# Is bigger better ?



## Del Tapparo (Jan 4, 2008)

As a sidebar to the current thread "Who has the largest garden railroad" .... I realize that thread is not saying bigger is better. It is just looking for some statistics on who's got what. That's fine. But rather than derail it, I thought I would start this one.


There are several problems with BIGGER ... Regardless of scale, indoors or outdoors. It takes longer to complete or more likely, it is never completed. Thus you spend more time building than enjoying. And that's fine, as I can certainly agree that for many folks the building is more fun than the end result (operation). My biggest concern is maintenance! Assuming your railroad is at best a two person crew (man and wife), how much time do you have to keep it up?


My personal railroad is 150 feet of track with one siding which takes up an area of about 20' X 30', plus a train shed. I do have plans that would expand that to double the size, but it will never happen. I enjoy what I have, and I don't want the additional work.
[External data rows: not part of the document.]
PR #24736, opened 2023-07-18
chore: make control panel sub sections look better

mistercrunch:
### SUMMARY
Improving the control panel section to make the hierarchy around the subsection look more clear. Currently it's unclear what is a section/sub-section/header. Bolding and adding an `<hr/>`  as suggested by @kasiazjc helps quite a bit

#### before
Screen Shot 2023-07-18 at 2 57 48 PM

#### after
Screen Shot 2023-07-18 at 2 54 50 PM

PR #29673, opened 2024-07-23
style: remove uppercase from labels, buttons, tabs to align with design system

mistercrunch:
Back in https://github.com/apache/superset/pull/24736, I tried to make form labels(headers) not use `text-transform: uppercase;`, but somehow it got reverted (presumably by mistake after looking at `git blame`). Here I'm pushing further by removing all css `text-transform: uppercase;` from the app, this includes buttons, tabs and labels.

# Tabs

## after
Screenshot 2024-07-23 at 2 31 57 PM

## before
Screenshot 2024-07-23 at 2 57 24 PM

### DIFF
--- a/superset-frontend/plugins/plugin-chart-echarts/src/BigNumber/BigNumberWithTrendline/controlPanel.tsx
+++ b/superset-frontend/plugins/plugin-chart-echarts/src/BigNumber/BigNumberWithTrendline/controlPanel.tsx
@@ -279,7 +279,7 @@ const config: ControlPanelConfig = {
       label: t('Number format'),
     },
     x_axis: {
-      label: t('TEMPORAL X-AXIS'),
+      label: t('Temporal X-Axis'),
       ...temporalColumnMixin,
     },
   },
--- a/superset-frontend/src/GlobalStyles.tsx
+++ b/superset-frontend/src/GlobalStyles.tsx
@@ -40,7 +40,6 @@ export const GlobalStyles = () => (
         border-radius: ${theme.borderRadius}px;
         background: ${theme.colors.primary.base};
         border: none;
-        text-transform: uppercase;
         color: ${theme.colors.grayscale.light5};
         line-height: 1.5715;
         font-size: ${theme.typography.sizes.s}px;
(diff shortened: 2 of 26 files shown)


rusackas:
Should `Calculated columns` be `Calculated Columns`?  It's unclear from [the guidelines](https://github.com/apache/superset/wiki/Capitalization-Guidelines) if this should be considered a proper noun, or what really does qualify for title case treatment.

mistercrunch:
@kasiazjc curious on your take on clarifying "proper nouns" here. Happy to tackle as part of this PR, but I also think we may not need to figure out every single label as part of this PR

kasiazjc:
> @kasiazjc curious on your take on clarifying "proper nouns" here. Happy to tackle as part of this PR, but I also think we may not need to figure out every single label as part of this PR

I think we were looking to get rid of title case in most cases and transform them into sentence case, but I wouldn't focus on it right now - for now let's just get rid of uppercase and look for anything let's say, outrageous like "removing uppercase broke tabs here". 

I'm all in for iterative approach as it brings us closer to the better version of Superset, as in general in ux/ui design uppercase is not really being used (it comes across as shout-y and it's hard to define hierarchy with some being upper/some sentence case)

mistercrunch:
@yousoph @kasiazjc think this is mergeable as is? I did some clicking around locally and on the ephemeral envrionment there's nothing that looks outrageous. Happy to tweak how affected sections of the UI look in future PRs if necessary

kasiazjc:
> @kasiazjc curious on your take on clarifying "proper nouns" here. Happy to tackle as part of this PR, but I also think we may not need to figure out every single label as part of this PR

I think in general it looks fine - found one button which is still uppercase though. Do you maybe know why? Is it a different component? 
image

Also noting for later:
- left tab is not centered 
image
- if you have time @mistercrunch we can open another issue to change font size and weight of buttons, and also color of the primary button (as currently it's a little bit too light) 

I have to say I love how the fields look with sentence case labels in control panel etc!

mistercrunch:
@supersetbot label test

mistercrunch:
@supersetbot label test

mistercrunch:
@supersetbot unlabel test

mistercrunch:
Ok I think this is ready for review/merge. Couldn't find that `+ CHART` button easily by grepping for the code, but I'm planning on following up with more of these "look and feel" PRs

kgabryje (approved):
LGTM.
If you want to fix that uppercase "+ CHART" on homepage, the label is taken from `WelcomeTable` enum in `superset-frontend/src/features/home/types.ts`

kasiazjc (approved):

rusackas (approved):

sadpandajoe:
@supersetbot label 4.1

PR #30062, opened 2024-08-29
fix(time_range): None time range should equal No filter

villebro:
### SUMMARY
While working on a Jinja time filtering feature, I noticed a curious quirk in how `get_since_until_from_time_range` works:
- When `time_range="No filter"` it returns `(None, None)` for `since` and `until` respectively
- For `time_range=None` it returns `(None, datetime(current_date))`

I don't see any reason for this, and can only assume it's a quirk of how the complex function works for other more intricate time ranges. Therefore, I feel it prudent to change the behavior, so that `None` and `"No filter"` both returns the same value.

Let's see if this change breaks some tests - if not, I can only assume this isn't intended, but rather an artifact of the current logic.

### ADDITIONAL INFORMATION

- [ ] Has associated issue:
- [ ] Required feature flags:
- [ ] Changes UI

### DIFF
--- a/superset/utils/date_parser.py
+++ b/superset/utils/date_parser.py
@@ -180,7 +180,7 @@ def get_since_until(  # pylint: disable=too-many-arguments,too-many-locals,too-m
     _relative_start = relative_start if relative_start else "today"
     _relative_end = relative_end if relative_end else "today"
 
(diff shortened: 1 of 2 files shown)


villebro:
Closing, as it's probably best to let sleeping dogs lie 🐶

Issue #25048, opened 2023-08-22
[SIP-99] Proposal for correctly handling business logic


john-bodley:
## [SIP-99] Proposal for correctly handling business logic

Whilst spelunking through the code as part of [[SIP-92] Proposal for restructuring the Python code base](https://github.com/apache/superset/issues/20630) it became apparent* that our grasp of SQLAlchemy sessions, atomic units of work, model/business validation, etc. was likely incorrect or misconstrued—resulting in overly complex or redundant Data Access Objects (DAOs), Commands, event handlers, tests, etc.

\* A benefit of refactoring the code into functional units highlighted the various discrepancies which exist.

This SIP serves as an umbrella for a series of lightweight backend SIPs related to defining best practices and guidelines for core/foundational constructs including:

- [[SIP-99A] Primer on managing SQLAlchemy sessions](https://github.com/apache/superset/issues/25107)
- [[SIP-99B] Proposal for (re)defining a “unit of work”](https://github.com/apache/superset/issues/25108)
- [[SIP-99C] Proposal for model and business validation](https://github.com/apache/superset/issues/25828)
- [[SIP-99D] Proposal for consolidating Command/DAO create, update, and upsert operations](https://github.com/apache/superset/issues/25830)

The hope is (if enacted) that these SIPs should:

- Simplify the code
- Simplify testing
- Simplify the mental model
- Improve the code quality
- Ensure the business layer represents a “unit of work”
- Ensure that the code adheres to the DRY principle
- Improve the developer experience
- Provide clear guidance on the subject and examples of accepted code standards

### Proposed Change

Please refer to the related SIPs for details.

### New or Changed Public Interfaces

Please refer to the related SIPs for details.

### New Dependencies

Please refer to the related SIPs for details.

### Migration Plan and Compatibility

Please refer to the related SIPs for details.

### Rejected Alternatives

Please refer to the related SIPs for details.

michael-s-molina:
Thank you for writing this set of SIPs @john-bodley! I look forward to the changes.

mistercrunch:
Overall the proposals seem very sound and virtuous. Curious on the assessment around how much work the refactor represents (seems fairly massive) and curious about a suggested approach in terms of rolling out the refactor (model-centric?) and whether to start with the most used ones, or the simplest ones (?)

john-bodley:
[...]

PR #30067, opened 2024-08-30
feat: allow certain exceptions to commit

When I was starting out, visiting all of the railroads I could find in Colorado, I attended many of the Denver club's summer tours. During one tour I drove to the address, and as I passed by looking for a parking place I could see that the "railroad" was nothing more than a loop of track around a tree, in the front yard no less. I was tempted to just keep driving, but thought the hosts had probably seen me, so I stopped out of courtesy. I was right. The "railroad" was a loop of track, about 8-10 in diameter at best, around a tree. Believe it or not, I spent nearly an hour looking at this railroad. I think I learned more about what it takes to build a garden railroad, and got more ideas I could use from this little loop than I ever did from all of the huge railroads I had previously visited!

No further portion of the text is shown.